PR #451, opened 2024-07-24
build non log linear RR lookup table

hussain-jafari:
### Description
- *Category*: feature
- *JIRA issue*: https://jira.ihme.washington.edu/browse/MIC-5161

### Changes and notes
Subclass risk effect to non log linear risk effect.
Initialize and define exposure column.
Build lookup table which 
 1) gets TMREL from artifact
 2) takes RR data from artifact, linearly interpolates over this data and evaluates at TMREL
 3) divide RR data from artifact by RR at TMREL and clips to be greater than 1
 3) returns exposure and RR points at the endpoints of the bin containing simulant exposure 

### Testing
Added diet high in sodium to child nutrition model repo and put in breakpoint to check that correct endpoints were returned given simulant exposure.

### DIFF
--- a/src/vivarium_public_health/risks/effect.py
+++ b/src/vivarium_public_health/risks/effect.py
@@ -13,6 +13,7 @@ from typing import Any, Callable, Dict, List, Tuple, Union
 
 import numpy as np
 import pandas as pd
+import scipy
 from layered_config_tree import ConfigurationError
 from vivarium import Component
 from vivarium.framework.engine import Builder
@@ -27,6 +28,8 @@ from vivarium_public_health.utilities import (
     TargetString,
     get_lookup_columns,
 )
+# TODO: discuss...
+from gbd_mapping import risk_factors
 
 
 class RiskEffect(Component):
@@ -329,7 +332,6 @@ class NonLogLinearRiskEffect(RiskEffect):
         return {
             self.name: {
                 "data_sources": {
-                    # TODO: replace with dataframe - possibly override elsewhere
                     "relative_risk": f"{self.risk}.relative_risk",
                     "population_attributable_fraction": f"{self.risk}.population_attributable_fraction",
                 },
@@ -364,19 +366,20 @@ class NonLogLinearRiskEffect(RiskEffect):
             configuration = self.configuration
 
         # get TMREL
-        # TODO: need access to risk TMRED
-        # TODO: can use entitykey or whatever we use in loader.py to get gbd_mapping entity
-        #if risk.tmred.distribution == 'uniform:
-        #    self.tmrel = np.random.uniform(risk.tmred.min, risk.tmred.max)
-        #elif risk.tmred.distribution == 'draws': # currently only for iron deficiency
-        #    raise DataAbornmalError('need to contact research team to get draws')
-        #else:
-        #    raise SomeError('no TMRED found for risk')
+        risk = risk_factors[self.risk.name]
+        if risk.tmred.distribution == 'uniform':
+            self.tmrel = np.random.uniform(risk.tmred.min, risk.tmred.max)
+        elif risk.tmred.distribution == 'draws': # currently only for iron deficiency
+            raise DataAbnormalError('TMRED has a non-uniform distribution. You will need to contact the research team to get this data.')
+        else:
+            raise ValueError(f'No TMRED found in gbd_mapping for risk {self.risk.name}')
 
         # calculate RR at TMREL
-        original_rrs = configuration.data_sources.relative_risk
+        rr_source = configuration.data_sources.relative_risk
+        original_rrs = self.get_filtered_data(builder, rr_source)
+        import pdb; pdb.set_trace()
         # TMREL for each age sex year row
-        demographic_cols = [col for col in original_rrs.index.names if col != 'parameter']
+        demographic_cols = [col for col in index_cols if col != 'parameter' and col != 'value']
         # for each combination of demographic cols
         # interpolate across exposures and RRs
         # raw_relative_risk_function = scipy.interpolate.interp1d(
--- a/src/vivarium_public_health/risks/effect.py
+++ b/src/vivarium_public_health/risks/effect.py
@@ -17,6 +17,8 @@ import scipy
 from layered_config_tree import ConfigurationError
 from vivarium import Component
 from vivarium.framework.engine import Builder
+from vivarium.framework.event import Event
+from vivarium.framework.population import SimulantData
 
 from vivarium_public_health.risks import Risk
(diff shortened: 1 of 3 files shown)


src/vivarium_public_health/risks/effect.py
```diff
@@ -316,3 +320,158 @@ def _get_risk_exposure_class(self, builder: Builder) -> Risk:
...
+        rr_data = rr_data.drop("parameter", axis=1)
+        rr_data[f"{self.risk.name}_exposure_start"] = rr_data["left_exposure"]
+        rr_data[f"{self.risk.name}_exposure_end"] = rr_data["right_exposure"]
+        # build lookup table
+        rr_value_cols = ["left_exposure", "left_rr", "right_exposure", "right_rr"]
+        self.lookup_tables["relative_risk"] = self.build_lookup_table(
+            builder, rr_data, rr_value_cols
+        )
+
+        # paf_data = self.get_filtered_data(
```
hussain-jafari, line 406: This was done temporarily to avoid having to put PAF data in the artifact.

src/vivarium_public_health/risks/effect.py
```diff
@@ -316,3 +320,158 @@ def _get_risk_exposure_class(self, builder: Builder) -> Risk:
...
+            .rename("rr_at_tmrel")
+        )
+        rr_data = original_rrs.merge(rrs_at_tmrel.reset_index())
+        rr_data["value"] = rr_data["value"] / rr_data["rr_at_tmrel"]
+        rr_data["value"] = np.clip(rr_data["value"], 1.0, np.inf)
+        rr_data = rr_data.drop("rr_at_tmrel", axis=1)
+
+        return rr_data
+
+    def get_target_modifier(
```
hussain-jafari, line 466: This function can be ignored because it will be updated in the next PR.

src/vivarium_public_health/risks/effect.py
```diff
@@ -316,3 +320,158 @@ def _get_risk_exposure_class(self, builder: Builder) -> Risk:
                 f"Risk effect model {self.name} requires a Risk component named {self.risk}"
             )
         return risk_exposure_component
+
+
+class NonLogLinearRiskEffect(RiskEffect):
+    """Risk effect for exposure-parametrized relative risks."""
```
hussain-jafari, line 326: This docstring will be updated in the final PR

src/vivarium_public_health/risks/effect.py
```diff
@@ -316,3 +320,158 @@ def _get_risk_exposure_class(self, builder: Builder) -> Risk:
...
+    # Lifecycle methods #
+    #####################
+
+    def on_initialize_simulants(self, pop_data: SimulantData) -> None:
+        exposure_col = pd.DataFrame(columns=self.columns_created)
+        self.population_view.update(exposure_col)
+
+    def on_time_step_prepare(self, event: Event) -> None:
+        # exposure_values = self.exposure(event.index)
+        # TODO: temporary workaround, investigate why exposure is always 0
```
albrja, line 361: I'm going to make a guess - exposure values are 0 because of some interaction that happens with subclassing RiskEffect. I'm curious what functionality you got from subclassing that component since you still had to write a lot of code and if it would just be worth inheriting from component instead.

albrja: FWIW I think you should subclass from RiskEffet but if this component is so different that you don't gain any value from it then maybe you don't need to

src/vivarium_public_health/risks/effect.py
albrja: You don't need data in the artifact though right? You can just configure it so that it loads it from that key.

src/vivarium_public_health/risks/effect.py
hussain-jafari: I've taken a look and I think there would be enough copy and paste that it's worth subclassing.

src/vivarium_public_health/risks/effect.py
```diff
@@ -316,3 +320,164 @@ def _get_risk_exposure_class(self, builder: Builder) -> Risk:
...
+    #################
+    # Setup methods #
+    #################
+
+    def build_all_lookup_tables(self, builder: Builder) -> None:
+        rr_data = self.get_relative_risk_data(builder)
+
+        # TODO: add check that rr_data is parametrize by exposure
+        def define_rr_intervals(df: pd.DataFrame) -> pd.DataFrame:
+            max_exposure_row = df.tail(1).copy()
```
hussain-jafari, line 377: add comment

src/vivarium_public_health/risks/effect.py
```diff
@@ -316,3 +320,164 @@ def _get_risk_exposure_class(self, builder: Builder) -> Risk:
...
+            max_exposure_row["parameter"] = 9999
+            rr_data = pd.concat([df, max_exposure_row]).reset_index()
+            rr_data["left_exposure"] = [0] + rr_data["parameter"][:-1].tolist()
+            rr_data["left_rr"] = [rr_data["value"].min()] + rr_data["value"][:-1].tolist()
```
stevebachmeier, line 381: Is this forcing the left_rr.min() at exposure 0? Is that the correct thing to do?

stevebachmeier (changes requested):
Just looking to make sure you confirmed your endpoints are correct

src/vivarium_public_health/risks/effect.py
```diff
@@ -316,3 +320,164 @@ def _get_risk_exposure_class(self, builder: Builder) -> Risk:
...
+
+        # calculate RR at TMREL
+        rr_source = configuration.data_sources.relative_risk
+        original_rrs = self.get_filtered_data(builder, rr_source)
+        demographic_cols = [
+            col for col in original_rrs.columns if col != "parameter" and col != "value"
+        ]
+
+        def get_rr_at_tmrel(rr_data: pd.DataFrame) -> float:
+            interpolated_rr_function = scipy.interpolate.interp1d(
```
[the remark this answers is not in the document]
hussain-jafari: It works fine in this case because we only need to return a single number, but down below we would need to return the actual interpolated function. I could have created a lookup table that returns a hexadecimal representation of the interpolated function for each demographic group and use that to evaluate the exposures of each sub-group but this way seems simpler.

src/vivarium_public_health/risks/effect.py
hussain-jafari: Good question - we do want to 1) fill all RR values below the lowest exposure to be the smallest relative risk which 2) will be 1 anyway because this exposure should be the TMREL.

stevebachmeier (approved):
= = = =
> _Problem details_: Nothing but a number should be returned: how many lines of the listing include "draws".

> _Written answer_: 3